Schade! Rote Raben verlieren in Stuttgart nach drei engen SätzenZurück zur Übersicht

Szene F hoch

Schade! Die Roten Raben haben die Überraschung nicht geschafft und sind im Achtelfinale des DVV-Pokals bei Titelverteidiger Allianz MTV Stuttgart ausgeschieden. Vor 1.100 Zuschauern in der „Scharrena“ unterlag das Team von Cheftrainer Jonas Kronseder mit 0:3, bot dem Favoriten dabei jedoch in allen drei Sätzen, die 23:25, 27:29 und 21:25 endeten, couragiert Paroli. Im zweiten Durchgang hatten die Vilsbiburgerinnen sogar drei Satzbälle. Insgesamt war es eine enorme Leistungssteigerung gegenüber den beiden Spielen am letzten Wochenende, so dass die Roten Raben den nächsten Aufgaben nun mit Optimismus entgegensehen können.

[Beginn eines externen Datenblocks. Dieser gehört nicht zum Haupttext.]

PR #22, opened 2016-08-20
More minor cleanups

damithc:
Renaming, revising comments etc.


src/seedu/addressbook/Main.java
```diff
@@ -1,65 +1,56 @@
 package seedu.addressbook;
 
-import seedu.addressbook.model.person.ReadOnlyPerson;
+import seedu.addressbook.data.person.ReadOnlyPerson;
```
damithc: We haven't introduced the 'model-view' stuff yet.

src/seedu/addressbook/Main.java
```diff
@@ -1,65 +1,56 @@
...
-    /**
-     * The list of person shown to the user most recently.
-     */
+    /** The list of person shown to the user most recently.  */
     private List<? extends ReadOnlyPerson> lastShownList = null;
 
 
     public static void main(String... launchArgs) {
-        new Main().run(launchArgs, System.in, System.out);
+        new Main().run(launchArgs);
```
damithc: I guess you added these two parameters to use Junit for I/O testing? If yes, we'll bring them back later when we need it.

src/seedu/addressbook/Main.java
```diff
@@ -1,65 +1,56 @@
...
+    /** Runs the program until termination.  */
+    public void run(String[] launchArgs) {
+        start(launchArgs);
         runCommandLoopUntilExitCommand();
         exit();
     }
 
     /**
-     * Sets up the different components, loads up the data from the storage file, and prints the welcome message.
+     * Sets up the required objects, loads up the data from the storage file, and prints the welcome message.
```
damithc: Trying not to use 'components' as we have not come to that stage yet. As the design is supposed to be flat, there are no components.

src/seedu/addressbook/data/person/ReadOnlyPerson.java
```diff
@@ -21,7 +21,7 @@
     UniqueTagList getTags();
 
     /**
-     * Convenience method for comparing equality via state. (interfaces cannot override .equals)
+     * Returns true if the values inside this object is same as those of the other (Note: interfaces cannot override .equals)
```
damithc: For boolean methods, always use this phrasing (`Returns true ...`).

src/seedu/addressbook/data/person/UniquePersonList.java
```diff
@@ -33,46 +31,27 @@ protected DuplicatePersonException() {
...
-        internalList.addAll(persons);
-    }
-
-    /**
-     * Copy constructor, insulates from changes in source.
+     * Constructs a shallow copy of the list.
      */
     public UniquePersonList(UniquePersonList source) {
-        internalList.addAll(source.internalList); // insulate internal list from changes in argument
+        internalList.addAll(source.internalList);
```
damithc: So the constructor can access private variables of another object of the same class? Seems odd :-p TIL

src/seedu/addressbook/data/tag/UniqueTagList.java
```diff
@@ -49,37 +47,27 @@ public UniqueTagList(Tag... tags) throws DuplicateTagException {
...
+     * Constructs a tag list with the given tags.
      */
     public UniqueTagList(Set<Tag> tags) {
-        Utils.assertNoNullElements(tags);
         internalList.addAll(tags);
     }
 
     /**
-     * Copy constructor, insulates from changes in source.
+     * Constructs a shallow copy of the given tag list.
```
damithc: It is a shallow copy, right?

damithc:
@YijinL for review and merging.

src/seedu/addressbook/data/tag/UniqueTagList.java
YijinL: Yes, though `Tag` objects are immutable for now.

src/seedu/addressbook/Main.java
YijinL: Yes, ok we put them in when we need them

src/seedu/addressbook/data/person/UniquePersonList.java
YijinL: Yeah since it's in the class scope, it has full access.

src/seedu/addressbook/ui/TextUi.java
```diff
@@ -18,65 +17,62 @@
...
 
-    /**
-     * A platform independent line separator.
-     */
-    public static final String LS = System.lineSeparator();
+    /** A platform independent line separator. */
+    private static final String LS = System.lineSeparator();
 
-    public static final String DIVIDER = "===================================================";
+    private static final String DIVIDER = "===================================================";
```
YijinL: I'm actually curious why we make it private, when it's a final immutable object there's no security concerns right?

damithc: It's not just security. We should not expose a member unless it's needed by an external party. A bit like having glass walls in a home - we want to use them sparingly even if they are unbreakable glass.

PR #25, opened 2016-08-20
Move model creation outside parser #20

### LINKED ISSUE #20: Move person/tag creation code out of the parser
Parser should not be creating persons/tags. The AddCommand should contain the values given by the user rather than a Person object.

YijinL:
Fixes #20


damithc:
:+1:  Can merge

PR #29, opened 2016-08-26
Add runtests.sh

jaeoheeail:
I translated runtests.bat file so I could test it on a Mac

### DIFF
--- a/test/runtests.sh
+++ b/test/runtests.sh
@@ -1,5 +1,4 @@
-#!/bin/bash
-# runtests.sh
+#!/usr/bin/env bash
 
 # create bin directory if it doesn't exist
 if [ ! -d "../bin" ]
@@ -8,7 +7,7 @@ then
 fi
 
 # delete output from previous run
-if [ ! -d "../actual.txt"]
+if [ ! -d "../actual.txt" ]
 then
     rm actual.txt
 fi
--- a/test/runtests.sh
+++ b/test/runtests.sh
@@ -1,0 +1,27 @@
+#!/bin/bash
+# runtests.sh
+
+# create bin directory if it doesn't exist
+if [ ! -d "../bin" ]
+then 
+	mkdir ../bin
+fi
+
+
+# delete output from previous run
+rm actual.txt
+
+# compile the code into the bin folder
+javac -cp ../src -Xlint:none -d ../bin ../src/seedu/addressbook/Main.java
+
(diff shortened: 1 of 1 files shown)


damithc:
@ndt93 can test this and merge?

test/runtests.sh
```diff
@@ -0,0 +1,27 @@
+#!/bin/bash
+# runtests.sh
+
+# create bin directory if it doesn't exist
+if [ ! -d "../bin" ]
+then
```
ndt93: Can remove trailing whitespace on this line?

test/runtests.sh
```diff
@@ -0,0 +1,27 @@
+#!/bin/bash
+# runtests.sh
+
+# create bin directory if it doesn't exist
+if [ ! -d "../bin" ]
+then 
+	mkdir ../bin
```
ndt93: Maybe use `spaces` instead of `tab` here to be consistent with the `if` block below.

test/runtests.sh
```diff
@@ -0,0 +1,27 @@
...
+fi
+
+
+# delete output from previous run
+rm actual.txt
```
ndt93: You might want to check if the file exists here. Also 1 blank line above should be enough I suppose.

ndt93:
@jaeoheeail The script runs fine. I added some comments on cosmetic issues. I will merge this after those are fixed. Thanks!

test/runtests.sh
```diff
@@ -0,0 +1,29 @@
...
+# runtests.sh
+
+# create bin directory if it doesn't exist
+if [ ! -d "../bin" ]
+then
+    mkdir ../bin
+fi
+
+# delete output from previous run
+if [ ! -d "../actual.txt"]
```
ndt93: There should be a space between the last `"` and `]`. `Bash` is smart enough to figure this out but there will be a warning because it's not the proper syntax.

ndt93:
@jaeoheeail Added one more comment. Can you also commit the file with the execution permission bit set at least for the user since I'm not sure if some students would be confused when they can't execute the file.

test/runtests.sh
```diff
@@ -0,0 +1,29 @@
+#!/bin/bash
+# runtests.sh
```
ndt93: No need to put the file name here? :-P

jaeoheeail: @ndt93 Sorry for the extra space, fixed it and changed the permission

PR #30, opened 2016-08-26
[T3A3][T14-A2]Tan Min Rong Samson

samsontmr:
Ready for Review.


damithc:
This PR should be against [nus-cs2103-AY1617S1](https://github.com/nus-cs2103-AY1617S1/addressbook-level1) :-)
Closing...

Vilsbiburg konnte wieder auf Libera Kirsten Knip zurückgreifen, die Niederländerin kehrte nach ihrer Knieverletzung ins Team zurück und verlieh der Annahme deutlich mehr Stabilität. Im Zuspiel setzte Coach Kronseder diesmal auf Tess von Piekartz, auch sie gab dem Spiel neue Impulse.

Von Beginn an waren die Raben richtig im Spiel. Mit Srna Markovic am Service gingen sie flott 5:0 in Führung, doch nachdem die Gastgeberinnen ihren Rhythmus gefunden hatten, machten sie Punkt um Punkt gut und lagen bei 11:10 erstmals vorne. Bis zum Ende blieb der Satz eng, und obwohl sich der favorisierte Champions-League- Teilnehmer mit 25:23 behaupten konnte, präsentierten sich die Gäste (beinahe) auf Augenhöhe. Als Zuschauer hatte man das Gefühl: Da könnte heute was gehen für die Roten Raben!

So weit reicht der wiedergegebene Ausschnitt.